▶ **Exercise directions**: Reproduce this listing in full.

▶ **Dataset records**:
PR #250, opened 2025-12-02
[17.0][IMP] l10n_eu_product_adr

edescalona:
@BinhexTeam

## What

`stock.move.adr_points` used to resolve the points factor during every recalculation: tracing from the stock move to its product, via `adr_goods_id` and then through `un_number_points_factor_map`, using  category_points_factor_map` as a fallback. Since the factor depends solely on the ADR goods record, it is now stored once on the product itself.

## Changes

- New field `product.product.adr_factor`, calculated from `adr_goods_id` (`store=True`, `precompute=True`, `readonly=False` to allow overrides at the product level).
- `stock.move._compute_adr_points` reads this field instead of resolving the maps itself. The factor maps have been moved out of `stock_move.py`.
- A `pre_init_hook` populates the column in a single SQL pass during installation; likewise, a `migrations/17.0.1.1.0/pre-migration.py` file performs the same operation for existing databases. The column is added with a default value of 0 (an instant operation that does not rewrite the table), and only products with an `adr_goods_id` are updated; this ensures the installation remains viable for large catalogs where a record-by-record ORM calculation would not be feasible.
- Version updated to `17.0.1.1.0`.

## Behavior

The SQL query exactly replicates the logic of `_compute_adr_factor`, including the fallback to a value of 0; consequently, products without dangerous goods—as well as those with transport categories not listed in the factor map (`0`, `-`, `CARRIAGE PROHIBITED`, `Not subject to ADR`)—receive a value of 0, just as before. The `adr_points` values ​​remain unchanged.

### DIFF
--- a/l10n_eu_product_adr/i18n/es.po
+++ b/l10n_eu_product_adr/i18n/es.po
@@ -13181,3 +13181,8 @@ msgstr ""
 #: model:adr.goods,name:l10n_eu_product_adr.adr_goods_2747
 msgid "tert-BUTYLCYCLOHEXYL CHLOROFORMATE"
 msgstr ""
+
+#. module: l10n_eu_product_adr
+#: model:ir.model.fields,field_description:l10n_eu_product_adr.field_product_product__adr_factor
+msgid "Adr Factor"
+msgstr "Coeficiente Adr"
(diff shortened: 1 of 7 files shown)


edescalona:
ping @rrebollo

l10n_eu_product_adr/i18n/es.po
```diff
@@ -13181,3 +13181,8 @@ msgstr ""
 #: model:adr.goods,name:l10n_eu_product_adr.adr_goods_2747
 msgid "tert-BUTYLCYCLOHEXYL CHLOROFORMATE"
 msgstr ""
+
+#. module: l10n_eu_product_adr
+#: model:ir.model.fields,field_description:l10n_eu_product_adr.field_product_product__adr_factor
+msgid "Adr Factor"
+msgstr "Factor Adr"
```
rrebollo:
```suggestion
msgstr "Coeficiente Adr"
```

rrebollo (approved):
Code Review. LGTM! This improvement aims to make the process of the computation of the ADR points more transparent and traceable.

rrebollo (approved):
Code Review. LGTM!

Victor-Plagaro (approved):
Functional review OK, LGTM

▶ **Task output**:
PR #250, opened 2025-12-02
[17.0][IMP] l10n_eu_product_adr

edescalona:
@BinhexTeam

## What

`stock.move.adr_points` used to resolve the points factor during every recalculation: tracing from the stock move to its product, via `adr_goods_id` and then through `un_number_points_factor_map`, using  category_points_factor_map` as a fallback. Since the factor depends solely on the ADR goods record, it is now stored once on the product itself.

## Changes

- New field `product.product.adr_factor`, calculated from `adr_goods_id` (`store=True`, `precompute=True`, `readonly=False` to allow overrides at the product level).
- `stock.move._compute_adr_points` reads this field instead of resolving the maps itself. The factor maps have been moved out of `stock_move.py`.
- A `pre_init_hook` populates the column in a single SQL pass during installation; likewise, a `migrations/17.0.1.1.0/pre-migration.py` file performs the same operation for existing databases. The column is added with a default value of 0 (an instant operation that does not rewrite the table), and only products with an `adr_goods_id` are updated; this ensures the installation remains viable for large catalogs where a record-by-record ORM calculation would not be feasible.
- Version updated to `17.0.1.1.0`.

## Behavior

The SQL query exactly replicates the logic of `_compute_adr_factor`, including the fallback to a value of 0; consequently, products without dangerous goods—as well as those with transport categories not listed in the factor map (`0`, `-`, `CARRIAGE PROHIBITED`, `Not subject to ADR`)—receive a value of 0, just as before. The `adr_points` values ​​remain unchanged.

### DIFF
--- a/l10n_eu_product_adr/i18n/es.po
+++ b/l10n_eu_product_adr/i18n/es.po
@@ -13181,3 +13181,8 @@ msgstr ""
 #: model:adr.goods,name:l10n_eu_product_adr.adr_goods_2747
 msgid "tert-BUTYLCYCLOHEXYL CHLOROFORMATE"
 msgstr ""
+
+#. module: l10n_eu_product_adr
+#: model:ir.model.fields,field_description:l10n_eu_product_adr.field_product_product__adr_factor
+msgid "Adr Factor"
+msgstr "Coeficiente Adr"
(diff shortened: 1 of 7 files shown)


edescalona:
ping @rrebollo

l10n_eu_product_adr/i18n/es.po
```diff
@@ -13181,3 +13181,8 @@ msgstr ""
 #: model:adr.goods,name:l10n_eu_product_adr.adr_goods_2747
 msgid "tert-BUTYLCYCLOHEXYL CHLOROFORMATE"
 msgstr ""
+
+#. module: l10n_eu_product_adr
+#: model:ir.model.fields,field_description:l10n_eu_product_adr.field_product_product__adr_factor
+msgid "Adr Factor"
+msgstr "Factor Adr"
```
rrebollo:
```suggestion
msgstr "Coeficiente Adr"
```

rrebollo (approved):
Code Review. LGTM! This improvement aims to make the process of the computation of the ADR points more transparent and traceable.

rrebollo (approved):
Code Review. LGTM!

Victor-Plagaro (approved):
Functional review OK, LGTM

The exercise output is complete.